Stored data: Begin

PR #2667, opened 2015-10-21
[v6r14] - improve the retry mechanism

zmathe:


Core/DISET/private/BaseClient.py
```diff
@@ -205,7 +205,7 @@ def __findServiceURL( self ):
       
     if len( urls ) == len( self.__bannedUrls ):
       self.__bannedUrls = []  # retry all urls
-      self.__retryDelay = 5 / len ( urls )  # we run only one service! In that case we increase the retry delay.
+      self.__retryDelay = 5 / len ( urls ) if len( urls ) > 1 else 1  # we run only one service! In that case we increase the retry delay.
```
atsareg: If one service - delay == 1, if 2 services - delay == 2.5. Is it what you wanted ?

Core/DISET/private/Transports/SSL/SocketInfoFactory.py
```diff
@@ -57,7 +57,7 @@ def __sockConnect( self, hostAddress, sockType, timeout, retries ):
     osSocket = socket.socket( sockType, socket.SOCK_STREAM )
     #osSocket.setblocking( 0 )
     if timeout:
-      osSocket.settimeout( 5 )
+      osSocket.settimeout( 0.5 ) # we retry 3 times, which is 3 sec + 5 times retry = 15 sec.
```
atsareg: Will 0.5 be OK for slow networks ? The total period of retries looks OK ( 15 sec ), this is in most cases enough for a service to restart. But may be it is better to have a slightly longer timeout but less number of retries.

Core/DISET/private/BaseClient.py
zmathe: no, What I want is to have maximum 2.5 second delay. This is the case when we run 2 service. But when we run more service I want the numbers to be decreased. For example: 5/3=1.66, 5/4=1.25
So, If we have more service, it make no sense to wait to much, because we have to retry very fast all the services.
I want to keep a constant number (which is 1) when 1 service running.

atsareg: Why is the shortest delay in case of 1 service ? Aren't you contradicting yourself when you say the more the number of services the less delay ?

Core/DISET/private/Transports/SSL/SocketInfoFactory.py
zmathe: 15 sec is not true any more. When we have ipv6 enabled we have a big problem... That is why I decreased the timeout. What I discovered is we have a list of addresses (ipv6 and ip4). ipv6 always  timeout. So 3 times 5 is 15 sec. For example:
2015-10-21 15:51:54 UTC tt[MG1M]  DEBUG: Connecting to: dips://lbtestvobox2.cern.ch:9167/Bookkeeping/TestBookkeepingManager
2015-10-21 15:51:54 UTC tt[MG1M]  DEBUG: Using proxy /tmp/x509up_u29854
retries 2 ('2001:1458:301:bc::100:ec', 9167, 0, 0) 10
EX: timed out ('2001:1458:301:bc::100:ec', 9167, 0, 0)
0.500597953796
EX: timed out ('2001:1458:301:bc::100:ec', 9167, 0, 0)
0.500988006592
EX: timed out ('2001:1458:301:bc::100:ec', 9167, 0, 0)
0.501138925552
retries 2 ('128.142.140.250', 9167) 2
2015-10-21 15:51:55 UTC tt[MG1M]  DEBUG:  Authenticated peer (/DC=ch/DC=cern/OU=computers/CN=lbtestvobox2.cern.ch)
2015-10-21 15:51:55 UTC tt[MG1M]  DEBUG: New session connecting to server at ('lbtestvobox2.cern.ch', 9167)
2015-10-21 15:51:55 UTC tt[MG1M]  DEBUG: New connection -> 128.142.140.250:9167
2015-10-21 15:51:56 UTC tt[MG1M]  DEBUG: Closing socket
{'OK': True, 'Value': [1825423375817125]}
Elapsed time: 2.51006507874

zmathe: I am going to test the Bookkeeping service and I will generate high workload. So, I can see how this settings will behaves.

atsareg:
We have 2 reasons to retry: 1. URL unavailable, definitively down 2. Service is restarting for whatever good reason. In case of 1. it is better to go to the next URL as soon as reasonable, that's why you decrease the delay, fine, but I wonder if 0.5 not too small as in slow networks we can have round trip time in hundreds of millisecs. So, 0.5 can be just not enough even if the service is up and running. In case of 2. we have to give the service enough time to restart where the total cumulated delay ( when all retries are used ) of 15 secs looks reasonable to me. Therefore, socket timeout of 1 sec and let say 3 times retry of all the URLs looks more adequate.

Core/DISET/private/BaseClient.py
zmathe: Okay, I increased to 3. In that case we will have 5 retry and each connection will be 3 retry. In that case we will wait 13 second.
But when ipv6 enabled we wait 5 * 3 * (3*0.5) = 22.5

rajanandakumar:
Why do you say that having ipv6 enabled is a big problem? I am interested ...

zmathe:
@rajanandakumar Because it does not work at all. For example:
2015-10-21 16:13:30 UTC tt[NGW8]  DEBUG: Connecting to: dips://lbtestvobox2.cern.ch:9167/Bookkeeping/TestBookkeepingManager
2015-10-21 16:13:30 UTC tt[NGW8]  DEBUG: Using proxy /tmp/x509up_u29854
retries 2 ('2001:1458:301:bc::100:ec', 9167, 0, 0) 10
EX: timed out ('2001:1458:301:bc::100:ec', 9167, 0, 0)
0.500771999359
EX: timed out ('2001:1458:301:bc::100:ec', 9167, 0, 0)
0.501883029938
EX: timed out ('2001:1458:301:bc::100:ec', 9167, 0, 0)
0.500822067261
retries 2 ('128.142.140.250', 9167) 2
2015-10-21 16:13:32 UTC tt[NGW8]  DEBUG:  Authenticated peer (/DC=ch/DC=cern/OU=computers/CN=lbtestvobox2.cern.ch)
2015-10-21 16:13:32 UTC tt[NGW8]  DEBUG: New session connecting to server at ('lbtestvobox2.cern.ch', 9167)
2015-10-21 16:13:32 UTC tt[NGW8]  DEBUG: New connection -> 128.142.140.250:9167

The interesting line: retries 2 ('2001:1458:301:bc::100:ec', 9167, 0, 0) 10
As you can see 3 times timeout: EX: timed out ('2001:1458:301:bc::100:ec', 9167, 0, 0)
0.500771999359
And at the and it will work using ipv4.
I am using lxplus. I do not know why?

rajanandakumar:
Isnt this is exactly as expected?

zmathe:
@atsareg Yes, I think 15 sec is enough.  0.5 second maybe not enough but I am not sure. With the current settings. We have 3 minutes retry delay and 0.5 second timeout. The services up and running:
[zmathe@lxplus0009 ~]$ python tt.py
retries 2 ('128.142.152.39', 9135) 2
retries 2 ('2001:1458:301:bc::100:ec', 9167, 0, 0) 10
EX: timed out ('2001:1458:301:bc::100:ec', 9167, 0, 0)
0.501140117645
EX: timed out ('2001:1458:301:bc::100:ec', 9167, 0, 0)
0.501131057739
EX: timed out ('2001:1458:301:bc::100:ec', 9167, 0, 0)
0.501550912857
retries 2 ('128.142.140.250', 9167) 2
{'OK': True, 'Value': [1825423375817125]}
Elapsed time: 2.2272810936
[zmathe@lxplus0009 ~]$
As you can see we lost 0.5 + 3 sec because of ipv6. If the first address is ipv4 the same query:
[zmathe@lxplus0009 ~]$ python tt.py
retries 2 ('128.142.152.39', 9135) 2
retries 2 ('128.142.140.250', 9167) 2
{'OK': True, 'Value': [1825423375817125]}
Elapsed time: 0.726531028748
[zmathe@lxplus0009 ~]$ python tt.py

If I use 5 second timeout:
[zmathe@lxplus0009 ~]$ python tt.py
retries 2 ('128.142.152.39', 9135) 2
retries 2 ('2001:1458:301:bc::100:ec', 9167, 0, 0) 10
EX: timed out ('2001:1458:301:bc::100:ec', 9167, 0, 0)
5.00511312485
EX: timed out ('2001:1458:301:bc::100:ec', 9167, 0, 0)
5.00050997734
EX: timed out ('2001:1458:301:bc::100:ec', 9167, 0, 0)
5.00482296944
retries 2 ('128.142.140.250', 9167) 2
{'OK': True, 'Value': [1825423375817125]}
Elapsed time: 15.7243411541
[zmathe@lxplus0009 ~]$

This is the current situation. I do not know why ipv6 timeout.

rajanandakumar:
Okay - I think I understand your problem. Currently the system is as follows - The connection is tried for all the addresses that are available for the destination server. If the client is a pure-ipv4 machine, connections to an ipv6 address will fail and similarly for a pure-ipv6 client.

Presumably a solution could be to determine in this module, whether the client is a pure-ipv4 (or pure-ipv6) machine and connect only to the destination addresses of the corresponding type. That will eliminate the error you are worried about.

I am happy to help, but am not sure where to get started on that however - any ideas appreciated. But to re-iterate, connecting to a ipv6 address from an ip4 client is certainly expected to fail. This is not a surprise and should not be considered as a disaster here.

zmathe:
@rajanandakumar It means my local machine works correctly. I am using the same code:
[zmathe@pclhcb63 LHCbDirac_v8r2p7]$ python ~/tt.py
retries 2 ('128.142.152.39', 9135) 2
retries 2 ('2001:1458:301:bc::100:ec', 9167, 0, 0) 10
retries 2 ('128.142.140.250', 9167) 2
{'OK': True, 'Value': [1825423375817125]}
Elapsed time: 0.75167298317
[zmathe@pclhcb63 LHCbDirac_v8r2p7]$
This is because the "Address family not supported by protocol" error message. In that case I do not try to connect to the service.

rajanandakumar:
Could you give the output of the command "ip addr" for your machine?

zmathe:
[zmathe@pclhcb63 ~]$ /sbin/ip addr
1: lo: <LOOPBACK,UP,LOWER_UP> mtu 65536 qdisc noqueue state UNKNOWN
    link/loopback 00:00:00:00:00:00 brd 00:00:00:00:00:00
    inet 127.0.0.1/8 scope host lo
2: eth0: <BROADCAST,MULTICAST,UP,LOWER_UP> mtu 1500 qdisc pfifo_fast state UP qlen 1000
    link/ether 64:31:50:2c:c1:6d brd ff:ff:ff:ff:ff:ff
    inet 137.138.188.94/26 brd 137.138.188.127 scope global eth0
@rajanandakumar  My ip address:
3: virbr0: <BROADCAST,MULTICAST,UP,LOWER_UP> mtu 1500 qdisc noqueue state UNKNOWN
    link/ether 52:54:00:37:fc:a0 brd ff:ff:ff:ff:ff:ff
    inet 192.168.122.1/24 brd 192.168.122.255 scope global virbr0
4: virbr0-nic: <BROADCAST,MULTICAST> mtu 1500 qdisc noop state DOWN qlen 500
    link/ether 52:54:00:37:fc:a0 brd ff:ff:ff:ff:ff:ff
[zmathe@pclhcb63 ~]$

zmathe:
I propose to separate the two issues as we are not using ipv6 in production. The issues are:
1.) make the retry mechanism faster (we must retry all urls much faster)
2.) improve the connection when ipv6 is used.

zmathe:
After a discussion with @atsareg  we decided to solve this issue two times. What we have in this patch release:
-reduced the socket timeout.
-I retry all urls 3 times if the number of urls < 2 otherwise 2 times.
-the first round will be 0 daly after that if we have single service we wait 5 seconds otherwise we wait 3/number of services
The result of this change:
*one service used and it is down the client has to wait <20 second
*more than one service and all of them down the client has to wait between 20 and 30 second.

atsareg:
Review OK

Stored data: End

Lines to set down from above: the line with "inet 192.168.122.1/24 brd", the line with "1.) make the", and every line between, each exactly as written.

# Expected answer
    inet 192.168.122.1/24 brd 192.168.122.255 scope global virbr0
4: virbr0-nic: <BROADCAST,MULTICAST> mtu 1500 qdisc noop state DOWN qlen 500
    link/ether 52:54:00:37:fc:a0 brd ff:ff:ff:ff:ff:ff
[zmathe@pclhcb63 ~]$

zmathe:
I propose to separate the two issues as we are not using ipv6 in production. The issues are:
1.) make the retry mechanism faster (we must retry all urls much faster)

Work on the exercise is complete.